Studies of gRNA structure (12
) indicate that gRNAs assume a double stem-loop structure with the anchor sequence contained within the 5′ stem and the 3′ U tail extending from and not included within the 3′ stem. In vitro footprint analysis shows that gBP21 protects a substantial part of the 3′ stem-loop structure (12
). This might leave the 5′ region free to form a duplex with the pre-mRNA. UV cross-linking to gRNA with the 90-kDa protein, which is U tail dependent (19
), sediments at 10S to 20S on glycerol gradients after incubation with mitochondrial extract, as does UV-cross-linked gBP21 (8
). However, the UV-cross-linked 90-kDa protein is primarily seen in the ~40S fraction, while most UV-cross-linked 21-kDa protein is in a 10S fraction if the extract is fractionated before UV cross-linking. Perhaps there is a greater affinity or stability of the association of the gRNA with the editing complex than for gBP21, and most 90-kDa protein remains associated with a complex whereas most 21-kDa protein is free in solution. Elucidation of the roles of these proteins and the other proteins associated with the editing complex will await other studies, including gene knockout experiments.
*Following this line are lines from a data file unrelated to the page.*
PR #637, opened 2023-01-15
Add a couple helper methods for working with split DWARF

khuey:
These will be useful for addr2line.

### DIFF
--- a/src/read/dwarf.rs
+++ b/src/read/dwarf.rs
@@ -996,6 +996,25 @@ impl<R: Reader> Unit<R> {
             self.rnglists_base = other.rnglists_base;
         }
     }
+
+    /// Find the dwo name (if any) for this unit, automatically handling the differences
+    /// between the standardized DWARF 5 split DWARF format and the pre-DWARF 5 GNU
+    /// extension.
+    ///
+    /// The returned value is relative to this unit's `comp_dir`.
+    pub fn dwo_name(&self) -> Result<Option<AttributeValue<R>>> {
+        let mut entries = self.entries();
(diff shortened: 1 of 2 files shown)


src/read/dwarf.rs
```diff
@@ -569,6 +569,20 @@ impl<R: Reader> Dwarf<R> {
         }
         err.description().into()
     }
+
+    /// Assuming `self` was loaded from a .dwo, take the appropriate
+    /// sections from `parent` (which contains the skeleton unit for this
+    /// dwo) and return a suitable instance of `Dwarf`.
+    pub fn make_dwo(mut self, parent: &Dwarf<R>) -> Dwarf<R> {
```
philipc, line 576:
```suggestion
    pub fn make_dwo(&mut self, parent: &Dwarf<R>) {
```

Also relax the requirement on `R` to be `R: Clone`.

philipc (changes requested):
Thanks!

Can you also change the dwarfdump example to use `make_dwo`.

philipc:
The coverage failure in CI can be ignored.

src/read/dwarf.rs
khuey: Done.

philipc: How about the suggested change to be `&mut`? Since we're only modifying a few fields, that makes more sense to me, but I'm open to being persuaded.

khuey: Ah I didn't actually look at the code :)

Sure, I don't care either way.

philipc (approved):

PR #649, opened 2023-05-03
read: add impl fallible-iterator for OperationIter

tamird:


tamird:
Looks like CI is failing because `oxide_miniz` is using [`slice::fill`](https://doc.rust-lang.org/stable/std/primitive.slice.html#method.fill) and [`u32::MAX`](https://doc.rust-lang.org/stable/std/primitive.u32.html#associatedconstant.MAX) which were stabilized in 1.50.0 and 1.43.0 respectively.

It also seems to be using a loop in a constant context which was stabilized in 1.46.0 [citation](https://github.com/rust-lang/rust/blob/9b99ff76b28605ad2e2c49e369721ae400e6a665/compiler/rustc_feature/src/accepted.rs#L123C1-L124).

tamird:
Hopefully https://github.com/gimli-rs/gimli/pull/651 fixes the build.

philipc (approved):

PR #786, opened 2019-01-09
NEWS for TAO_IDL changes

mitza-oci:


okellogg:
@iguessthislldo, @mitza-oci  Thanks for the awesome work on annotations.

PR #787, opened 2019-01-10
tao_idl: Fixes for Coverity caused by #723

iguessthislldo:


iguessthislldo:
I think fixed everything caused by #723 except for the resource leaks.

Issue #784, opened 2019-01-08
TAO_IDL: valuetype state member parsing


mitza-oci:
The TAO_IDL parser changes in #723 accidentally broke parsing valuetype members that have `public|private` before the type.  This shows up as a failure in CIAO's IDL3_to_XMI but may break TAO valuetypes as well.

We have discussed the design for a fix, which we expect to have ready soon.

PR #788, opened 2019-01-10
Fix for invalid valuetype member state visibility

iguessthislldo:
Fix for #784 revealed after #723
In tao_idl, do not pass member visibility via the Bison stack indirectly.


jwillemsen:
Can you extend one of our tests (for example TAO/tests/IDL_Test) with an example that failed before this fix? Would be good to have such a test at the TAO level

TAO/TAO_IDL/include/ast_field.h
```diff
@@ -113,7 +113,12 @@ class TAO_IDL_FE_Export AST_Field : public virtual AST_Decl
 
   // Data Accessors.
   AST_Type *field_type (void) const;
-  Visibility visibility (void) const;
+
+  /// Get and Set Visibility
+  ///{
+  Visibility visibility () const;
```
mitza-oci: Where is this method defined?

iguessthislldo: [Here](https://github.com/DOCGroup/ACE_TAO/blob/3507f3c21ac55d6ffe1806a1b46fcbc7113bba55/TAO/TAO_IDL/ast/ast_field.cpp#L219), it's not new, I just moved the declaration to be with its counterpart.

iguessthislldo:
> Can you extend one of our tests (for example TAO/tests/IDL_Test) with an example that failed before this fix? Would be good to have such a test at the TAO level

I'm not sure it's possible, unless I'm looking in the wrong place, the failures were in normal looking structs.

PR #791, opened 2019-01-14
Support IDL output in places other than the IDL file location

iguessthislldo:
Using `output_follows_input = 0`, set IDL output location to be the current directory when using `IDL_Files` in MPC.


mitza-oci:
https://github.com/objectcomputing/OpenDDS/pull/1036 will fix that issue

PR #796, opened 2019-01-20
Fixes for ACE Tests on Android

iguessthislldo:
I finally got the ACE tests compiling on [iguessthislldo/OpenDDS-Android](https://github.com/iguessthislldo/OpenDDS-Android) but [they don't build apparently](https://travis-ci.org/iguessthislldo/OpenDDS-Android/builds/481900404). These are fixes for that.

Also NDK r19 got released so I will add that to the matrix and see how that goes.


iguessthislldo:
So I ran [a travis build](https://travis-ci.org/iguessthislldo/OpenDDS-Android/builds/481958053) with these changes and so far everything is alright as far as these changes go, but NDK r19 is failing on Compiler_Features_32_Test:
```
x86_64-linux-android-clang++ -fdelayed-template-parsing -ggdb -W -Wall -Wpointer-arith -W -Wall -pipe -Wno-deprecated -Wno-deprecated-declarations -D_REENTRANT  -D_GNU_SOURCE -DACE_HAS_CUSTOM_EXPORT_MACROS=0 -DACE_ANDROID_NDK_HAS_NDK_VERSION_H   -I/home/travis/build/iguessthislldo/OpenDDS-Android/ACE_TAO/ACE/build/target -DACE_NO_INLINE -I..  -c -o .obj/Compiler_Features_32_Test.o /home/travis/build/iguessthislldo/OpenDDS-Android/ACE_TAO/ACE/build/target/tests/Compiler_Features_32_Test.cpp
/home/travis/build/iguessthislldo/OpenDDS-Android/ACE_TAO/ACE/build/target/tests/Compiler_Features_32_Test.cpp:55:41: error: expected the class name after '~' to name a destructor
  this->u_.string_member_.std::string::~string ();
                                        ^
/home/travis/build/iguessthislldo/OpenDDS-Android/ACE_TAO/ACE/build/target/tests/Compiler_Features_32_Test.cpp:67:24: error: expected the class name after '~' to name a destructor
    u_.m.std::string::~string ();
                       ^
2 errors generated.
```

The nature of the test is that Clang had a problem with this before, so I'm guessing that the problem or a similar one has appeared in the version of clang being used in r19.

jwillemsen:
> The nature of the test is that Clang had a problem with this before, so I'm guessing that the problem or a similar one has appeared in the version of clang being used in r19.

This is a known bug in the clang compiler which has not been fixed yet in clang. I would expect that CLANG_WORKAROUND gets defined on Android with clang given that they are using clang 7. Any idea why the workaround is not used?

jwillemsen:
Thanks for the fixes!

iguessthislldo:
> This is a known bug in the clang compiler which has not been fixed yet in clang. I would expect that CLANG_WORKAROUND gets defined on Android with clang given that they are using clang 7. Any idea why the workaround is not used?

The Clang version in r19 is 8.0.2, so the workaround doesn't get applied. I'm a little confused though, because in the test source it says this was fixed:

```
 * This is fixed May 2014 in clang, see
 * http://llvm.org/viewvc/llvm-project?view=revision&revision=209319
```

If this isn't actually the case or it has regressed shouldn't we submit a bug report to clang and/or have the workaround always apply to clang?

PR #809, opened 2019-01-27
Fixed memory leak of annotation_appls_

jwillemsen:
* TAO/TAO_IDL/ast/ast_decl.cpp:


iguessthislldo:
I don't think this can't be done like this because the annotations will be shared in this situation:

```
struct sample {
  @key
  int a, b, c;
};
```

I think this was on my mental todo list but I never got around to fixing it. It would nice to be able to use `std::shared_ptr` here...

jwillemsen:
Reverted, can you make an issue and work on a good fix? Running taoidl with address sanitizer now gives reported memory leaks with each invocation

iguessthislldo:
Yes, I will do that this week.

PR #812, opened 2019-01-29
Fix ACE_Mem_Addr::get_host_addr by getting external address.

likema:
The comment of ACE_Mem_Addr::get_host_addr definition:

https://github.com/DOCGroup/ACE_TAO/blob/master/ACE/ace/MEM_Addr.h#L108

### DIFF
--- a/ACE/ace/MEM_Addr.inl
+++ b/ACE/ace/MEM_Addr.inl
@@ -4,8 +4,7 @@
 
 ACE_BEGIN_VERSIONED_NAMESPACE_DECL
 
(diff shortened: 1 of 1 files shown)


jwillemsen:
Can you extend one of our unit tests as reproducer?

likema:
I can't find any related test in ACE/tests/MEM_Stream_Test.cpp

I just fixed it by the definition comment.

jwillemsen:
Yes, as far as I can tell from the other methods the external address should be used

PR #814, opened 2019-01-29
Add thread safe ACE_MEM_Addr::get_host_addr.

likema:


likema:
ACE_INET_Addr has a  thread safe `get_host_addr`, but ACE_MEM_Addr does not has one.

jwillemsen:
Maybe you can take the docu of ACE_INET_Addr and use that also here, now the documentation in ACE_MEM_Addr doesn't tell why there are two operations with the same name but different arguments

likema:
OK

jwillemsen:
Thanks!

The composition of the editing complex(es) is uncertain. In addition to gRNA and pre-mRNA, the complex(es) likely contains multiple proteins, and the possibility that other RNAs are present has not yet been excluded. UV cross-linking has identified numerous potential protein constituents of the editing complex, including gBP21 and the 90-kDa U-tail binding protein which become conspicuous in competition experiments (19
) and 55- and 16-kDa proteins revealed upon anti-gBP21 MAb enrichment (Fig. ). Complexes enriched by immunoaffinity purification consistently contain proteins with approximate apparent molecular masses of 18, 24, 25, 28, 30, 32, 45, 47, 50, 52, 64, 65, and 69 kDa (Fig. ). These may include the proteins of 16, 21, 55, and 90 kDa, given the inaccuracy of measurements, especially in comparisons of silver-stained proteins with those radiolabeled by RNA cross-linking and with the variation in silver staining intensities seen between proteins. Complexes with RNA editing and associated activities prepared by biochemical techniques have fewer prominent proteins. Those prepared by the Sollner-Webb group (21
) have major proteins with apparent molecular masses of 21, 45, 50, 55, 58, 66, 90, and 95 kDa. These protein profiles are quite similar although not identical. In any event, a demonstration of a specific association between one or more of the proteins is needed before it can be concluded that these proteins are components of the editing complex.